Me instalé. Tomé lo necesario y me puse a escribir. Era una historia de una niñita que vendía sus juguetes a cambio de agua para los damnificados de un terremoto en la provincia cercana. Por ese entonces andaba yo muy sensible. No había comido. Una botella de vino desgastada era mi compañía. No había ido convencida a esa ciudad. Lo había hecho con el ánimo de huir de la monótona y atrancada Bogotá, que para este momento debería tener mucho más sol que la encapotada Ciudad Luz.
La ansiedad burbujeaba en mi garganta y la ciudad se asomaba insípida, sosa y ajena por la ventana. El vecindario, lleno de inmigrantes árabes y obreros franceses que descampaban el desempleo fumando y tomando cafés en una tienda, me era tan desconocido como la salsa blanca halal que compré en la única tienda que encontré abierta ese día: ultracondimentada, picante y agria en el fondo del paladar. Pensé que así sabían los árabes.
Hacia el final de mi jornada laboral, en medio del silencio de la habitación 302 se coló un sonido ensordecedor que empezó a martillarme el cerebro. No venía de la casa y tampoco de la calle.
Ansiedad.
El pulso se acelera.
Las teclas de un piano tocaban un conjunto de notas musicales que se repetían constantemente sin avanzar a ningún lado. Miré hacia todos los rincones de la habitación buscando de dónde venían. No supe. El sonido era demasiado débil como para venir de algún lado.
Respirar.
La música se repetía una y otra vez sin descanso, y mi corazón empezó salirse de mi pecho. La tensión en mi cuello asemejaba las cuerdas de un violín. Los nervios de punta. Un remolino de confusión me acorralaba y la respiración rasgaba mi garganta.
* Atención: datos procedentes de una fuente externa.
PR #205, opened 2017-11-10
Add AddressBookFeature

### LINKED ISSUE #138: Adressbook missing
Is there need of an adress book?

Stored locally maybe

phash:
resolves #138
added an AddressBook:
- AddressBookPanel added to MainFrame
- AddressBookChanges possible
- Add to AddressBook on SendPanel and Delegates Panel


semuxproject:
Hi @phash, thank you but I'm afraid that we're not going to merge this PR at the moment.

1. The address book feature is not a core function, and thus should not be in the toolbar. IMO this is only useful in the Send panel when we want to transfer coins to an known address. In bitcoin-qt, the address book was also moved from toolbar to an icon in the Send panel.
2. Got an exception when testing this functionality:
```
Exception in thread "AWT-EventQueue-0" java.lang.IndexOutOfBoundsException: Invalid index
	at javax.swing.DefaultRowSorter.convertRowIndexToModel(DefaultRowSorter.java:514)
	at javax.swing.JTable.convertRowIndexToModel(JTable.java:2642)
	at org.semux.addressbook.AddressBookPanel$1.mousePressed(AddressBookPanel.java:60)
```
3. This code is not concise and poorly organized; should be under `org.semux.gui.dialog` with one class rather than an independent package `org.semux.addressbook`.
4. There are no test cases covering the code. A lot of efforts are needed to maintain these 800+ lines of code after merging.
5. Add a new database into the kernel for a wallet function doesn't seem to be a good choice.

If you can re-implement this feature with careful design and simple, clean and well-tested code, we'll review it.

phash:
complete overhaul

the LoC Number comes from much boilerplate code of swing

phash:
Please take a look, I think it is better niw

Issue #206, opened 2017-11-11
Implement `--resync` option 


semuxproject:
Implement the resync feature

phash:
resync is: kill DB and go from 0?

semuxproject:
Not required before the database size hits 10+GB

PR #222, opened 2017-11-13
[PoC] Recover database in case of data corruption

cryptokat:
This is a PoC for https://github.com/semuxproject/semux/issues/206 based on the idea of removing all physical database files. All files under `database` folder will be removed from disk prior to Kernel initialization if `--resync` option is passed.
@semuxproject Please review whether the approach is appropriate.


semuxproject:
Updated the title and comments a bit.

semuxproject:
Close this PR as it seems to be a less prioritized feature.

PR #16, opened 2024-01-25
Db-seeding

ivanslabbert:
Create database seeding and view creating functions and documents.


laurensgroeneveld (approved):
LGTM - just fix the test/linting error. Let's add tests for the db service as a next step.

PR #19, opened 2024-01-29
Update the data model

ivanslabbert:


api/src/db/db.service.ts
```diff
@@ -166,3 +177,16 @@ export class DbService {
         });
     }
 }
+
+// eslint-disable-next-line @typescript-eslint/no-namespace
```
laurensgroeneveld, line 181: There's a reason for [this rule](https://typescript-eslint.io/rules/no-namespace/) 😉 

> TypeScript historically allowed a form of code organization called "custom modules" (module Example {}), later renamed to "namespaces" (namespace Example). Namespaces are an outdated way to organize TypeScript code. ES2015 module syntax is now preferred (import/export).

I don't think a namespace like this is needed, it's usually not how (internal) code is organized. Just put the type directly at the top of this file or move it to a separate types file. I think the first option is fine for now - other classes using the DbService don't necessarily need to import the type, as the editor/compiler will still understand which type it is when passing the argument as an object.

api/src/db/db.service.ts
```diff
@@ -102,28 +102,39 @@ export class DbService {
...
-     * @param {Array<string>} accessTags - Array with access tag ID's
-     * @param {Array<string>} subscriptionTags - Array with subscription tag ID's
+     * Get data to which a user has access to including the user document itself.
+     * @param {string} userID - User document ID.
+     * @param {Array<string>} readAcl - Array with read access acl IDs to which the user has access to. This should be an expanded list of acl IDs.
+     * @param {DbService.getDocsOptions} options - Query configuration object.
      * @returns - Promise containing the query result
      */
-    getDocs(accessTags: Array<string>, subscriptionTags: Array<string>) {
+    getDocs(
```
laurensgroeneveld, line 111: Maybe add a test for this? Then we can get a better feel for how to fetch different types of documents.

laurensgroeneveld (commented):
Got two comments on the changed code.

api/src/db/db.service.spec.ts
```diff
@@ -71,14 +76,97 @@ describe("DbService", () => {
...
+    });
+
+    it("can retrieve documents using one group selector", async () => {
+        const res: any = await service.getDocs("user-public", {
+            groups: ["group-public-content"],
+            types: ["post", "tag"],
+            from: 0,
+        });
+
+        expect(res.docs.length).toBe(4);
```
laurensgroeneveld, line 108: I suggest adding assertions for the types of document so we know what's returned.

api/src/db/db.service.spec.ts
```diff
@@ -71,14 +76,97 @@ describe("DbService", () => {
...
+
+    it("can retrieve documents of two types", async () => {
+        const res: any = await service.getDocs("user-public", {
+            groups: ["group-public-content"],
+            types: ["post", "tag"],
+            from: 0,
+        });
+
+        expect(res.docs.length).toBe(4); // result always includes the user's own user document
+    });
```
laurensgroeneveld, line 139: Same test as the one above.

api/src/db/db.service.ts
```diff
@@ -102,28 +115,63 @@ export class DbService {
...
+    /**
+     * Get data to which a user has access to including the user document itself.
+     * @param {string} userID - User document ID.
+     * @param {getDocsOptions} options - Query configuration object.
      * @returns - Promise containing the query result
      */
-    getDocs(accessTags: Array<string>, subscriptionTags: Array<string>) {
+    getDocs(userId: string, options: getDocsOptions): Promise<unknown> {
+        // Set default options
+        if (!options.from) options.from = 0;
```
laurensgroeneveld, line 138: Currently this is mandatory in the type, would probably make sense to make it optional (and add a test for this).

laurensgroeneveld (approved):
Just some comments on the tests, looks good otherwise 👍

PR #23, opened 2024-01-31
Basic socket.io implementation

ivanslabbert:


api/src/db/db.service.spec.ts
```diff
@@ -1,7 +1,7 @@
 import { Test, TestingModule } from "@nestjs/testing";
 import { DbService } from "./db.service";
 import { randomUUID } from "crypto";
-import { upsertDesignDocs, upsertSeedingDocs, destroyAllDocs } from "./db.seedingFunctions";
+// import { upsertDesignDocs, upsertSeedingDocs } from "./db.seedingFunctions";
```
laurensgroeneveld, line 4: This comment can be removed.

api/src/socketio.spec.ts
```diff
@@ -0,0 +1,76 @@
...
+                    updateVersion: 0,
+                });
+            });
+        }
+
+        const res: any = await testSocket();
+        expect(Array.isArray(res)).toBe(true);
+
+        // CMS option is excluded, so the "group" type should not be included in result
+        expect(res.filter((t) => t.type === "group").length).toBe(0);
```
laurensgroeneveld, line 54: We probably want some tests in the future on what data is returned, but for now it's fine.

api/src/socketio.ts
```diff
@@ -0,0 +1,54 @@
...
+        if (reqData.version && typeof reqData.version === "number") from = reqData.version;
+
+        // Test query to return some data to CMS
+        this.db
+            .getDocs(socket.data.user, {
+                groups: socket.data.groups,
+                types: docTypes,
+                from: from,
+            })
+            .then((res: any) => {
```
laurensgroeneveld, line 47: We could look into typing our documents from the database, because we know that it'll have at least some fields like `_id`.

laurensgroeneveld (approved):
Nice work 🙌

PR #31, opened 2024-02-09
Accept change documents from client/cms

ivanslabbert:
Implemented Update documents received from CMS/client to API with API returning an Acknowledgement with accept or decline status.

Other issues fixed in this PR:

- Prevent updates to database on unchanged documents to prevent re-indexing (especially when the docs are design docs / views).
- Handle duplicate updating of documents correctly (this can happen when two processes are trying to update the same document simultaneously)
- Remove teardown logic deleting all documents in database from test to avoid complications on re-creating deleted documents in database interface logic testing.
- Set updatedTimeUtc in API upon Update document processing (and removed fields from test data set)


api/src/db/db.service.spec.ts
```diff
@@ -164,6 +164,59 @@ describe("DbService", () => {
...
+                    groupId: "group-private-editors",
+                    permission: ["view", "assign"],
+                },
+            ],
+        });
+
+        expect(res).toBe("passed document equal to existing database document");
+    });
+
+    it("can handle simultaneous updates to a single document", async () => {
```
ivanslabbert, line 205: This test is failing in CI but works in local testing.

Gives the following error in CI:
image

api/jest.teardown.ts
```diff
@@ -1,5 +1,13 @@
...
-    await destroyAllDocs();
+    // await destroyAllDocs();
+    // Note: Destroying documents does not delete them from the database, but marks them as deleted.
+    // This does not work well with testing where we reuse the testing database (i.e. local testing
+    // on your computer) as CouchDB / nano complains that the document is deleted, and hence cannot
+    // be created. In real life scenarios a recreating a deleted document should never occur, and
+    // if it does this would be an exception that should be logged to an error log instead of
+    // being processed.
+    // It therefore does not work to destroy our testing data set for local testing - the developer
+    // can rather delete the testing database on his computer once in a while if it gets too big.
```
laurensgroeneveld, line 12: Perhaps move this note to the documentation and remove this file?

api/src/db/db.service.spec.ts
```diff
@@ -164,6 +164,59 @@ describe("DbService", () => {
         expect(docCount).toBe(8);
     });
 
+    it("can detect that a document is exactly the same as the document in the database", async () => {
+        const res: any = await service.upsertDoc({
+            _id: "group-private-content",
```
laurensgroeneveld, line 169: Suggestion: import the actual document here from the JSON file so we know it's the same as the seed, and don't have to update it when the seed updates.

api/src/db/db.service.spec.ts
```diff
@@ -164,6 +164,59 @@ describe("DbService", () => {
...
+        for (let index = 0; index < 50; index++) {
+            pList.push(service.upsertDoc({ _id: "simultaneousTest", testVal: index }));
+        }
+
+        let res: boolean = false;
+        await Promise.all(pList);
+
+        // if we got past this point without an exception, the test was successful
+        res = true;
+        expect(res).toBe(true);
```
laurensgroeneveld, line 217: Suggestion: get the document here and assert the index is what we expect. Maybe the method silently fails and it didn't actually work.

api/src/db/db.service.ts
```diff
@@ -67,8 +114,21 @@ export class DbService {
      * Get a document by ID
      * @param id - document ID (_id field)
      */
-    getDoc(id: string) {
-        return this.db.get(id);
+    getDoc(docId: string) {
```
laurensgroeneveld, line 117: Since this is a public method, I suggest adding a test for it, especially the cases in the `catch`.

api/src/db/db.service.ts
```diff
@@ -49,16 +50,62 @@ export class DbService {
...
+                                resolve(res);
+                            })
+                            .catch((err) => {
+                                if (err.reason == "Document update conflict.") {
+                                    // This error can happen when a document is updated near-simultaneously by another process, i.e.
+                                    // after the revision has been returned to this process but before this process could write the
+                                    // change to the database. To resolve this, just try again to get the updated revision ID and update
+                                    // the document.
+
+                                    // TODO: We should probably have a retry counter here to prevent the code from retrying endlessly.
```
laurensgroeneveld, line 82: We don't have monitoring in place yet but this sounds like a good thing to monitor in the future. Just to keep it in mind.

api/src/db/db.service.ts
```diff
@@ -49,16 +50,62 @@ export class DbService {
...
+                            .insert(doc)
+                            .then((res) => {
+                                resolve(res);
+                            })
+                            .catch((err) => {
+                                if (err.reason == "Document update conflict.") {
+                                    // This error can happen when a document is updated near-simultaneously by another process, i.e.
+                                    // after the revision has been returned to this process but before this process could write the
+                                    // change to the database. To resolve this, just try again to get the updated revision ID and update
+                                    // the document.
```
laurensgroeneveld, line 80: Is it possible to write a test for this?

laurensgroeneveld (commented):
Just some comments on improving the test coverage.

api/src/db/db.service.spec.ts
laurensgroeneveld: Hmm weird since it seemingly complains about JSON.stringify and also about the socket which is not referenced in the db service 🤔

ivanslabbert: Seems this error is related to first run with an empty database. On second run it passes.

laurensgroeneveld (commented):
Not sure if it was in a reviewable state already but left some comments. The PR is getting a bit big so I would recommend postponing more functionality like validation or authentication to a different PR, to make reviewing and merging easier.

api/src/db/db.service.spec.ts
ivanslabbert: Solved. The issue was that the test which is testing simultaneous document updating ran on an empty database (while expecting the document to exist). Added a line to first create a document before doing the simultaneous update test.

ivanslabbert:
Pushed several other changes to this branch / PR, so will need a re-review.

api/src/db/db.service.ts
ivanslabbert: There is a test for this yes. It was this test that caused the failed test in CI but it is resolved now.

api/src/socketio.ts
```diff
@@ -61,4 +66,47 @@ export class Socketio {
...
+            // TODO: Permission check
+
+            // Process update document
+            this.db
+                // Update in database
+                .upsertDoc(data.doc)
+                // Send acknowledgement to client
+                .then(() => {
+                    const ack: AckDto = {
+                        _id: data._id, // Uuid of submitted UpdateDto to be acknowledged
```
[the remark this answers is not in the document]
ivanslabbert: Agree, will change it

api/src/dto.ts
```diff
@@ -0,0 +1,106 @@
...
+    acl?: Array<GroupAclEntryDto>; // Used for Group docType
+    changes: any; // Object containing changed document fields
+};
+
+/**
+ * Document structure for client / CMS submitted changes to existing documents or new documents.
+ * After successful processing, a differential "change" document (ChangeDto) is generated by the
+ * API from the UpdateDto and distributed to clients.
+ */
+export type UpdateDto = {
```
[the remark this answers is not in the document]
ivanslabbert: Perhaps ChangeReq (for Change Request) will be a better name instead of Update?

api/src/db/db.service.spec.ts
ivanslabbert: I agree that this could be better, but then I have to create a function for reading a single document from file which only would be needed for this test. The current seeding functions only includes a function to read all JSON files as documents from a directory and insert/update them in the database.

api/src/db/db.service.spec.ts
ivanslabbert: Updating documents with the wrong revision ID throws an exception. If the Promise.all() runs without exceptions the logic handles the exceptions correctly by re-trying to get the latest revision ID and updating the document again. Looking at the index value will not work as we do not know which simultaneous update is actually ending up being the final update. (The whole idea is not to have sequential updates but to simulate a real-world scenario where two users update a document at exactly the same time.)

Changed the number of simultaneous updates to 50 which should give a decent amount of real duplicate updates to test the logic (hits the exception handling around 10 times for the 50 document updates in my development environment).

api/src/db/db.service.ts
ivanslabbert: Tests added

api/src/dto.ts
```diff
@@ -0,0 +1,106 @@
...
+    permission: Array<AclPermission>;
+};
+
+/**
+ * Database structured Group object
+ */
+export type GroupDto = {
+    _id: Uuid;
+    _rev?: string;
+    type: DocType; // Should always be "group"
```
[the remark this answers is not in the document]
ivanslabbert: Thanks, fixed it on all DTO's where the type should be a specific value.

api/src/socketio.ts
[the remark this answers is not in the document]
ivanslabbert: This also concerns the UpdateDto (now renamed to ChangeReqDto)

api/src/db/db.service.spec.ts
laurensgroeneveld: Ah ok, and then we rely on our changelog to view the actual changes in the CMS in case someone ends up with an unexpected version?

api/src/db/db.service.spec.ts
```diff
@@ -65,16 +65,27 @@ describe("DbService", () => {
...
+
         const res: number = await service.getLatestDocUpdatedTime();
 
-        expect(res).toBe(3);
+        expect(res).toBeGreaterThan(Date.now() - 100);
     });
 
-    it("can update get the oldest changelogEntry document updated time", async () => {
+    it("can get the oldest changelogEntry document updated time", async () => {
+        // This is difficult to test accurately as the updated time is generated on document insertion into the
```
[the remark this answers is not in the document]
ivanslabbert: It does not seem to be possible to use jest.setSystemTime() outside of test files. We need to do this before the tests are run to set the date before any documents are inserted into the database but could not get it to work.

laurensgroeneveld (approved):
LGTM, just remember to rebase before merging.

Tenía frío. Miedo. Me estaba perdiendo.
De golpe, toda la habitación quedó en silencio y empecé a sentir unos pasos caminar por las escaleras sobre mi cabeza, como quien sube al último cuarto que estaba cerrado con un candado en el último piso. Lo sabía. Mi baño estaba justo al lado de esa misteriosa puerta.
- ¿Quién vive allí?, pregunté. Y la empleada china, en un francés mal hablado e inentendible, me dijo “pas de personne”, “rien”. “D’accord’, respondí con desconfianza.
Sola en la habitación 302 recordé esa conversación y entendí que tal piano no existía, que la ansiedad me estaba matando lentamente. Que el sonido venía de mi cabeza. Me senté en el rincón de mi cama blanca, con el sabor del pánico en la boca, como cuando uno se golpea la cabeza. Abracé mis rodillas pegadas al pecho con mis brazos y me escondía del ruido de la locura detrás de mis manos mientras me mecía confortándome en medio de la locura, como ese personaje de El Jardín de las Delicias del Bosco: sintiendo miedo de que la demencia lo inundara.
Yo, con miedo de tener miedo, vivía apenas mi segunda semana en París.